What also sets him apart from other Indian singers is that he pens his own lyrics. Public Issue, his fourth album brought out with HAQ and Viveka Foundation, was released in early October, and contains 14 brand-new songs in the best Dylanesque tradition of social cause poetry. Some songs on the new album are poetic, others evocative, made more so by his slightly raspy voice and the trademark harmonica. Often, his songs are hard-hitting: singing about the plight of child weavers in the Indian carpet belt, he sings, “Who do they question, who will they seek,
Their fathers or their mothers or the man on the street
Or the one who stands besides them, should he be blamed
And the finger points at you and me.”
(Who’s to be blamed, Public Issue, October 2005)
The most interesting song on the album, Nirakaar Noire Bhojon, is sung in the baul tradition, and is about the futility of mosques, temples and churches to seek God. “I couldn’t play any of the traditional instruments which accompany baul songs, but the American banjo filled the void beautifully,” said he.
How do you speak of freedom?
When your thoughts are so in chains
How do you see the rainbow?
Without the rain
(Certain Thoughts, Public Issue, 2005)
The songs in Public Issue have been welcomed by civil society organisations who want to include music as part of their advocacy campaigns. A long term ‘Art As Advocacy’ programme with Viveka Foundation and HAQ (the two sponsors of Public Issue) is on the cards.

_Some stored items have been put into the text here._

PR #68, opened 2021-12-02
Implement search functionality for dashboard

danielduong8:
- Create client api handler for fetching via search
- Implement search
  - Send user input in search bar upon key press (Enter) or after a 1s delay
  - Call normal fetch handler if nothing is in search bar, otherwise call fetch handler with search query
  - Escape queries in frontend before passing to backend
  - Use raw queries and temporary tables to implement search in backend 
    - Assign weights from A-D (highest-lowest) to title, location, and body, respectively
      - Weights are scaled by document length, number of unique words, and the mean harmonic distance between extents
    - Search database based on input query and rank the results based on relevance
    - Ranking is determined by cover density (proximity of matching lexemes) and weights
  - Change routing logic for getting posts to be dependent on whether a query is passed
- Increase polling interval from 0.5s to 5s
- Add double quotes to literal query to resolve db errors (pg requires double quotes for columns or tables with uppercase letters) (will also put this in a separate PR as well)

Same as with my other PR, tested and fully functional on Heroku, but will add jest unit tests later.


client/src/api/v1/index.ts
```diff
@@ -107,6 +107,20 @@ export default class ServerApi {
     return await this.get<{}, User>('/users/me', {});
   }
 
+  async fetchPostsBySearch(query: string, limit: number, offset: number) {
```
andy9775, line 110: `findPosts` `searchForPosts`?

server/controllers/v1/post.ts
```diff
@@ -61,15 +62,15 @@ export default class PostController {
           'thumbnail',
           [
             sequelize.literal(
-              `(SELECT COUNT(*) FROM UserPostLikes as Likes WHERE Likes.postID = Post.id)`
+              `(SELECT COUNT(*) FROM "UserPostLikes" as "Likes" WHERE "Likes"."postID" = "Post"."id")`
```
andy9775, line 65: Necessary? Is this a heroku issue?

server/controllers/v1/post.ts
```diff
@@ -105,6 +106,74 @@ export default class PostController {
...
+    await db.sequelize.query(`DROP TABLE IF EXISTS "PostSearches";`);
+    await db.sequelize.query(
+      `CREATE TEMP TABLE "PostSearches" AS 
+      SELECT *, (
+        setweight(to_tsvector(coalesce("title",'')), 'A') || 
+        setweight(to_tsvector(coalesce("location",'')), 'C') || 
+        setweight(to_tsvector(coalesce("body",'')), 'D')
+      ) as "tsvector" 
+      FROM "Posts";`
+    );
```
andy9775, line 127: We don't want to do this on each and every request. 

I'm assuming that the PostSearches table is used to cache the search query. This means we have to build the table per query but what if we have lots of data? How long will that take? 

Second, what if I make a query, the `PostSearches` table is created and built, then before the `select` is executed below for me, you make a search and `DROP TABLE IF EXISTS "PostSearches"` is run and then my `select` is run?

server/controllers/v1/post.ts
```diff
@@ -105,6 +106,74 @@ export default class PostController {
...
+    return {
+      status: data[0].length > 0 ? 200 : 204,
+      data: {
+        result: data[0].map((p) => {
+          // Must case to `any` as dataValues is not typed at the moment.
+          // Context: https://github.com/RobinBuschmann/sequelize-typescript/issues/760
+          // p.likeCount = (p as any).dataValues.likeCount;
+          // p.doesUserLike = (p as any).dataValues.doesUserLike == 1;
+          return p;
+        }),
```
andy9775, line 170: no-op map call???

server/routes/v1/post.ts
```diff
@@ -7,6 +7,7 @@ const postRouter = express.Router();
 const postController = new PostController(db.Post, db.UserPostLikes);
 
 postRouter.get('', async (req: Request, res: Response) => {
```
andy9775, line 9: create a `/search` endpoint.

server/controllers/v1/post.ts
```diff
@@ -105,6 +106,74 @@ export default class PostController {
     };
   }
 
+  async getPostsByQuery(
```
andy9775, line 109:
```suggestion
  async searchForPosts(
```

andy9775 (changes requested):
Just some comments after a first pass

server/routes/v1/post.ts
danielduong8: That was actually what I did first, but it ended up conflicting with the /posts/:postid/ endpoints when you actually call something like uboard.com/posts/search

server/controllers/v1/post.ts
danielduong8: Wasn't sure if it was needed or not, but I guess now I know lol

Also looks like those properties are still present in the response when looking at the dev console

server/controllers/v1/post.ts
danielduong8: Postgres issue

client/src/containers/PostDashboard.tsx
```diff
@@ -41,16 +51,28 @@ function RecentPosts(props: {
           })
           .catch((err) => console.log(err));
       }
-    }, 500);
+    }, 5000);
```
plausibly, line 54: This should be a separate PR? Additionally, if you increase polling then we should add something to instantly fetch posts when you create a post. Otherwise it will look like there is a 5 second lag when a post is made

plausibly (changes requested):

client/src/containers/PostDashboard.tsx
danielduong8: I think you already have that implemented, isn't that why you have 2 useEffects()?

server/routes/v1/post.ts
danielduong8: Nvm figured it out, just had to move the route to the top of the file (ahove the :postid routes)

server/controllers/v1/post.ts
```diff
@@ -115,38 +115,51 @@ export default class PostController {
...
+    // await db.sequelize.query(`DROP TABLE IF EXISTS "PostSearches";`);
+    // await db.sequelize.query(
+    //   `CREATE TEMP TABLE "PostSearches" AS
+    //   SELECT *, (
+    //     setweight(to_tsvector(coalesce("title",'')), 'A') ||
+    //     setweight(to_tsvector(coalesce("location",'')), 'C') ||
+    //     setweight(to_tsvector(coalesce("body",'')), 'D')
+    //   ) as "tsvector"
+    //   FROM "Posts";`
+    // );
```
andy9775, line 127: Remove unused code

server/controllers/v1/post.ts
```diff
@@ -115,38 +115,51 @@ export default class PostController {
...
+          "Post"."body", 
+          "Post"."title", 
+          "Post"."createdAt", 
+          "Post"."thumbnail", 
           (SELECT COUNT(*) FROM "UserPostLikes" AS "Likes" 
-            WHERE "Likes"."postID" = "PostSearch"."id") AS "likeCount", 
+            WHERE "Likes"."postID" = "Post"."id") AS "likeCount", 
           (SELECT COUNT(*) FROM "UserPostLikes" AS "Likes" 
-            WHERE "Likes"."postID" = "PostSearch"."id" AND "Likes"."userID" = $1) AS "doesUserLike", 
+            WHERE "Likes"."postID" = "Post"."id" AND "Likes"."userID" = $1) AS "doesUserLike",
```
andy9775, line 139: instead of $1 I would used named variables in such a large query e.g. `:userid`

andy9775 (changes requested):
I would add some tests given the custom query. Create a `search.test.ts` file, create a bunch of fake posts in the setup function, then have a couple (3-4) tests which search for some terms. It could be a term which appears throughout a text (e.g. `add tests query` would be good one for this comment), a term which appears next to another, maybe a test for ranking.

server/controllers/v1/post.ts
```diff
@@ -105,6 +106,81 @@ export default class PostController {
...
+            WHERE "Likes"."postID" = "Post"."id") AS "likeCount", 
+          (SELECT COUNT(*) FROM "UserPostLikes" AS "Likes" 
+            WHERE "Likes"."postID" = "Post"."id" AND "Likes"."userID" = $1) AS "doesUserLike", 
+          json_build_object(
+            'firstName', "User"."firstName", 
+            'lastName', "User"."lastName",
+            'id', "User"."id"
+          ) AS "User",
+          (
+            setweight(to_tsvector(coalesce("Post"."title",'')), 'A') ||
```
plausibly, line 146: Can we also search by an author? I.e username or firstname lastname? If you implement that, can you update `My Posts` (on the menu bar) to search by the current user

server/controllers/v1/post.ts
```diff
@@ -105,6 +106,81 @@ export default class PostController {
...
+          ) AS "tsvector",
+          ts_rank_cd((
+            setweight(to_tsvector(coalesce("Post"."title",'')), 'A') || 
+            setweight(to_tsvector(coalesce("Post"."location",'')), 'C') || 
+            setweight(to_tsvector(coalesce("Post"."body",'')), 'D')
+          ), "query", 1|4) AS "rank" 
+        FROM "Posts" AS "Post" 
+        LEFT OUTER JOIN "Users" AS "User" ON "Post"."UserId" = "User"."id" 
+        CROSS JOIN to_tsquery($2) AS "query" 
+        WHERE "query" @@ (
```
plausibly, line 158: Is `"query"` the user input sent from the client? Shouldn't we sanitize this since raw sequelize queries don't have SQLI protection?

client/src/containers/PostDashboard.tsx
```diff
@@ -78,9 +100,21 @@ export default function PostDashboard() {
   const [pageCount, setPageCount] = React.useState(1);
   const [page, setPage] = React.useState(1);
 
+  const useQuery = (): [string, (q: string) => void] => {
+    const [query, setQuery] = React.useState('');
+
+    const setEscapedQuery = (q: string) => {
+      setQuery(q.replace(/\W+/g, '&'));
```
plausibly, line 107: Is this the only place we sanatize user input? Shouldn't we also do this in the backend, since nothing is stopping the user from directly calling our route

plausibly (changes requested):

server/controllers/v1/post.ts
danielduong8: prepared statements should be enough to circumvent sqli

client/src/components/Header.tsx
```diff
@@ -95,7 +98,27 @@ function AccountMenu() {
           'aria-labelledby': 'menu-btn',
         }}
       >
-        <MenuItem onClick={closeMenu}>My Posts</MenuItem>
+        <MenuItem
+          onClick={async () => {
```
plausibly, line 102: instead of async can you do .then? we did that for most of our api calls on f/e

client/src/components/Header.tsx
```diff
@@ -95,7 +98,27 @@ function AccountMenu() {
...
+            try {
+              const result = await api.me();
```
andy9775, line 104: Doesn't the current user info exist in context to be shared across the application? We shouldn't need to hit `me` again.

@plausibly

client/src/components/Header.tsx
```diff
@@ -95,7 +98,27 @@ function AccountMenu() {
...
+              const user = result.data;
+              if (!user) {
+                throw new Error('Current user could not be found.');
+              }
+
+              const query = `${user.firstName} ${user.lastName}`;
+              props.setSearch(query);
```
andy9775, line 111: What happens if a user is mentioned in a post or comment? Does that return for `My Posts`? IMO there should be a myPosts endpoint on the API for this functionality.

andy9775 (approved):
Just a few comments.

I'm not sure about the functionality of the search so I think we should write some tests for it. You can create a bunch of fake posts (realistic ones) and then write some tests to ensure that the correct ones are returned for a specific query. This shouldn't really take more than an hour, just create ~15 unique posts then have ~5 tests covering things like ordering (ensure that the relevant post is at the top), addball queries, things like that.

client/src/components/Header.tsx
plausibly: Oh yea, that is true. On `App.tsx` there is `UserContext`

danielduong8:
> Just a few comments.
> 
> I'm not sure about the functionality of the search so I think we should write some tests for it. You can create a bunch of fake posts (realistic ones) and then write some tests to ensure that the correct ones are returned for a specific query. This shouldn't really take more than an hour, just create ~15 unique posts then have ~5 tests covering things like ordering (ensure that the relevant post is at the top), addball queries, things like that.

Sadly, I cannot test the search this way since my query uses psql-specific functions and jest does tests with sqlite. I have tested it quite thoroughly on the actual app though and it seems to be working fine.

plausibly (approved):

“People often call and ask me for copies of my lyrics,” he says, “And when I see the kind of response that my music evokes in young audiences, I feel even more certain of the efficacy of music as a tool for public advocacy.” Perhaps that is why unlike many other musicians who’ve sung one or two songs with a social theme, Bose’s music has consistently been about social justice. “In the last 30 years, I haven’t sold my soul to music without meaning. I have sung what I believed in, and believed in what I’ve sung,” says he. Dylan would have been happy.